Question

Help with this problem guys
no trolling please i really need it

Answer 1

`\textsf{1.}\quad \sf \overline{AZ} = 28 \; meters`

`\textsf{2.}\quad \sf \overline{AM} = 28 \; meters`

`\textsf{3.}\quad b = \sf 4`

`\textsf{4.}\quad \sf Perimeter = 112\; meters`

`\textsf{5.}\quad \sf \overline{MX} = 22\; meters`

`\textsf{6.}\quad \sf \overline{AX} = 10√(3)\; meters`

`\textsf{7.}\quad \sf \overline{EX} = 10√(3)\; meters`

`\textsf{8.}\quad \sf \overline{AE} = 20√(3)\; meters`

Explanation:

Side lengths and value of b

All sides of a rhombus are the same length. Therefore, for rhombus MAZE:

`\sf \overline{AZ} = \overline{AM} = \overline{ZE} = \overline{EM}`

Given:

• 
  `\overline{\sf AZ} =8b-4`

• 
  `\overline{\sf AM} =5b+8`

As the sides of a rhombus are the same length, we can equate the expressions for sides AZ and AM, and solve for b:

`\begin{aligned}\overline{\sf AZ}&=\overline{\sf AM}\\8b-4&=5b+8\\8b-4-5b&=5b+8-5b\\3b-4&=8\\3b-4+4&=8+4\\3b&=12\\3b / 3&=12 / 3\\b&=4\end{aligned}`

Therefore, the value of b is 4.

To find the length of AZ and AM, substitute the found value of b into one of the expressions:

`\begin{aligned}\overline{\sf AZ}&=8b-4\\&=8(4)-4\\&=32-4\\&=28\end{aligned}`

Therefore, as AZ = AM, then AZ = 28 and AM = 28.

`\hrulefill`

Perimeter

As the sides of a rhombus are equal in length, each side length is 28 meters (as found previously).

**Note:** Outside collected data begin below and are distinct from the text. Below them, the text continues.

PR #263, opened 2017-07-13
CLI: fix bug when showing message on -netsend failure

topic2k:
Fix bug when showing message on send failure.
Avoid exception and show a message when not enough parameters were given.

### DIFF
--- a/eg/Classes/NetworkSend.py
+++ b/eg/Classes/NetworkSend.py
@@ -23,6 +23,17 @@ from hashlib import md5
 
 ENCODING = locale.getdefaultlocale()[1]
 
+
+def ShowError(msg):
+    app = wx.PyApp()
+    wx.MessageBox(
+        message=msg,
+        caption="EventGhost - warning",
+        style=wx.ICON_EXCLAMATION | wx.OK,
+        parent=None
+    )
+
+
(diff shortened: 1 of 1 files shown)


eg/Classes/NetworkSend.py
```diff
@@ -23,6 +23,17 @@
...
+
+def ShowError(msg):
+    app = wx.PyApp()
+    wx.MessageBox(
+        message=msg,
+        caption="EventGhost - warning",
+        style=wx.ICON_EXCLAMATION | wx.OK,
+        parent=None
+    )
+
```
kdschlosser: only think i would change is in liue of using wx for the dialog use ctypes. the reason for this is because if down the road we make a change we will never end up with conflicting wx.App instances. Now i don't know if that would ever happen. But it seems to be a kind of how things went with EG. anything that produces a dialog before the Core.py file is loaded is done through the use of ctypes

The perimeter of rhombus MAZE is the sum of its side lengths. Therefore:

`\begin{aligned}\sf Perimeter\;MAZE&=\sf \overline{AZ} +\overline{AM} +\overline{ZE}+ \overline{EM}\\&=28+28+28+28\\&=112\; \sf meters\end{aligned}`

Therefore, the perimeter of rhombus MAZE is 112 meters.

`\hrulefill`

Diagonals

The point of intersection of the diagonals of rhombus MAZE is point X.

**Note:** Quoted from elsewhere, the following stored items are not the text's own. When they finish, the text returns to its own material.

PR #267, opened 2017-07-28
Disable the OK button in configure dialogs on first appearance

kdschlosser:
This will disable the OK button for plugin and action configure dialogs only when it is a new item added to the tree. it will enable the button once a setting change has been made. If the item being configure is one that was already present in the tree then the behavior is the same as it usually is.

This stops the user for inadvertently creating an "empty" or a non configured action

### DIFF
--- a/eg/Classes/ButtonRow.py
+++ b/eg/Classes/ButtonRow.py
@@ -109,8 +109,6 @@ class ButtonRow(object):
         self.numSpecialCtrls += 1
 
     def OnApply(self, event):
-        if hasattr(self, 'okButton'):
-            self.okButton.Enable(True)
         if hasattr(self.parent, "OnApply"):
             self.parent.OnApply(event)
         else:
--- a/eg/Classes/ButtonRow.py
+++ b/eg/Classes/ButtonRow.py
@@ -109,6 +109,8 @@ class ButtonRow(object):
         self.numSpecialCtrls += 1
 
     def OnApply(self, event):
+        if hasattr(self, 'okButton'):
+            self.okButton.Enable(True)
         if hasattr(self.parent, "OnApply"):
             self.parent.OnApply(event)
         else:
--- a/eg/Classes/ConfigPanel.py
+++ b/eg/Classes/ConfigPanel.py
@@ -52,6 +52,9 @@ class ConfigPanel(wx.PyPanel, eg.ControlProviderMixin):
         self.resultCode = None
         self.buttonsEnabled = True
         self.dialog.buttonRow.applyButton.Enable(False)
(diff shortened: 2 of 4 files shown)


GruberMarkus:
I can see this change in version 0.50-rc5, but it is confusing to me: When adding a plugin, the configuration dialog is opened and both, OK and Apply buttons are disabled. Only the Cancel button is active.

If the options presented in the very first run of the configuration dialog are exactly what the user wants, he has to change an option to enable OK and Apply buttons and then revert the unwanted change.

Is this the intended behavior?

topic2k:
Yes, that is the intended behaviour.

It could happen that a plugin has no perfect default values and then fails with an exception to start. Do minimize this happening we force the user to change something before he can just click OK. That way we hope the user think a moment about the values before proceeding. I know, it's not perfect, but we are always open for other (better?) ideas. ;)

kdschlosser:
it was a boo boo. geesh! LOL

funny thing is I have been running a version with this already added and I never had the issue come up. not until the day after it got released. months I have been using EG with this and not stumbled across the issue.

The reason why this cam about is because of actions not having defaulted values. it caused some kind of a batty issue. If I remember correctly it actually had to do with the Jump Action. But now for the life of me I can't remember the exact reason for it. And I know it happened a long time ago. and the issue has not come up since. so maybe this PR simply needs to be reversed. and we can go from there. I still have to look at the restart and see what I broke when I changed the named pipe out for the local host socket connection.

topic2k:
I must say that it annoys me too and i vote for reverting the change. Instead we should 'fix' those config panels that have no usable default values. Either set them to have usable default or enable/disable the buttons itself. Something like:

```python
class MySuperPlugin(eg.PluginClass):

    def Configure(self, data1=''):
        panel = eg.ConfigPanel()
        tctrl = panel.TextCtrl(data1)
        panel.AddCtrl(tctrl)

        panel.EnableButtons(False)

        while panel.Affirmed():
            val1 = tctrl.GetValue()
            
            # validate all settings
            if val1.lower() == 'enable':
                panel.EnableButtons(True)
            
            panel.SetResult(val1)
```

(ConfigPanel already has the EnableButtons function.)

kdschlosser:
This is what I think we need to do. as you will notice I do not think it is really a problem with the OK button being grayed out. it is the annoyance of having to change something in order for it to become active,

we need to enable to apply button. and upon clicking on the apply button the OK button will become available.

what do you think about doing that?

kdschlosser:
I am trying to think of where to go about catching an error if thee apply button is pressed and there is no value that has been set. so the program won't crash.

As the diagonals of a rhombus are perpendicular bisectors of each other, then:

`\sf \overline{AX}=\overline{EX}\quad and \quad \overline{AX}+\overline{EX}=\overline{AE}`

`\sf\overline{MX}=\overline{ZX}\quad and \quad\overline{MX}+\overline{ZX}=\overline{MZ}`

Given MZ = 44 meters, and MX is half of MZ, then:

`\sf \overline{MX}=\overline{ZX}=22\;meters`

As the diagonals bisect each other at 90°, m∠MXA= 90°. Therefore, ΔMXA is a right triangle with hypotenuse AM = 28 and leg MX = 22.

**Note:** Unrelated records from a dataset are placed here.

PR #268, opened 2017-07-30
Use eg.APP_NAME instead of installation folder name for configDir

kdschlosser:
The creation of the config and programdata directories was changed to use the installation folder name. This was an accidental change but it has caused confusion (mainly with me) as to where to look for the config/plugins. there was also an error in it where the debugging log would still be written to the EventGhost config directory. so information was getting written all over the place.


kdschlosser:
I hope you tested this.. you should know by now my code lately seems to be having issues

PR #271, opened 2017-07-31
[EventGhost] - Enhancement - DesktopDisplay, convience module for display attributes

kdschlosser:
DesktopDisplay:
convience module for display attributes

methods:
Refresh() - refreshes the display list. this automatically gets called when EnumDisplays() or GetDisplay() is called.
EnumDisplays() - returns a list of displays
GetDisplay() - you can either pass this the monitor number or monitor name and this will return a DesktopDisplay.Display instance

attributes
displays - this is a list of all of the available displays that are attached
size - this is the virtual size of the desktop display
displayCount - number of connected displays
isTouchScreen - take a guess
isMultiTouch - take a guess
maxTouchCount - maximum number of simultaneous touches if the display is touch capable otherwise 0

DesktopDisplay.Display: 
this class will be returned as a representation of a specific display that is attached.

attributes:
blackout - set True/False to blackout the display
x - upper left corner of the display pixel position relative to the width of the desktop
y - upper left corner of the display pixel position relative to the height of the desktop
w - display pixel resolution width
h - display pixel resolution height
primary - True/False if the display is the primary display
number - display number, this the the number seen in the windows screen resolution dalog
name - nameof the display. this is the name seen in the screen resolution dialog
size - this is the size of the display returned as (w, h)
pos - this is the upper left corner pixel position of the display returned as (x, y)

If for example you have 3 displays attached and you disconnect display #2 this will automatically cause Windows to reorder the displays this will also reorder as required. 
If the screen is blacked out during this reordering it will remove the blackout.
If you change the display position when the screen is blacked out, the blackout should remain

Added 2 actions to the System plugin that will enable the blacking out of a specific monitor in a multi monitor arrangement. this is beneficial in the world of HTPC's because if you have a TV attached at the same time you were not able to shut off the monitor while leaving the TV on. this will not shut off the monitor either but at least it will make it less noticeable.

Changed eg.DisplayChoice  to list the display "number: display name" instead of "Monitor 1", "Monitor 2"
if you use GetStringSelection() it will return the usual "Monitor 1" this is for backwards compatibility with plugins. I have added GetDisplaySelection() to return the actual monitor name. This will not return the display "number: " that is seen in the list it will return only the display name

### DIFF
--- a/eg/Classes/DesktopDisplay.py
+++ b/eg/Classes/DesktopDisplay.py
@@ -1,0 +1,282 @@
+# -*- coding: utf-8 -*-
+#
+# This file is part of EventGhost.
+# Copyright © 2005-2016 EventGhost Project <http://www.eventghost.net/>
+#
+# EventGhost is free software: you can redistribute it and/or modify it under
+# the terms of the GNU General Public License as published by the Free
+# Software Foundation, either version 2 of the License, or (at your option)
+# any later version.
+#
+# EventGhost is distributed in the hope that it will be useful, but WITHOUT
+# ANY WARRANTY; without even the implied warranty of MERCHANTABILITY or
+# FITNESS FOR A PARTICULAR PURPOSE. See the GNU General Public License for
+# more details.
+#
+# You should have received a copy of the GNU General Public License along
+# with EventGhost. If not, see <http://www.gnu.org/licenses/>.
+
+
+import win32api
+import wx
+
+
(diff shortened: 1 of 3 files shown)


kdschlosser:
I do not know if you have had the chance to take a peek at this. It is a nice convince class for handling the monitors. we can even pull in changing the display settings if we want to.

As we know the lengths hypotenuse AM and leg MX, we can use Pythagoras Theorem to calculate the length of the other leg, AX:

`\begin{aligned}\sf \overline{AX}^2+\overline{MX}^2&=\sf \overline{AM}^2\\\sf \overline{AX}^2+22^2&=\sf 28^2\\\sf \overline{AX}^2&=\sf 28^2-22^2\\\sf \overline{AX}&=√(\sf 28^2-22^2)\\\sf \overline{AX}&=\sf 10√(3)\; meters\end{aligned}`

As the diagonals bisect each other, AX = EX. Therefore:

`\sf \overline{EX}=\sf 10√(3)\; meters`

The length of diagonal AE is the sum of segments AX and EX. Therefore:

`\begin{aligned}\sf \overline{AE}&=\sf \overline{AX}+\overline{EX}\\&=\sf 10√(3)+10√(3)\\&=\sf 20√(3)\; meters\end{aligned}`

`\hrulefill`

Note: The attached diagram is drawn to scale.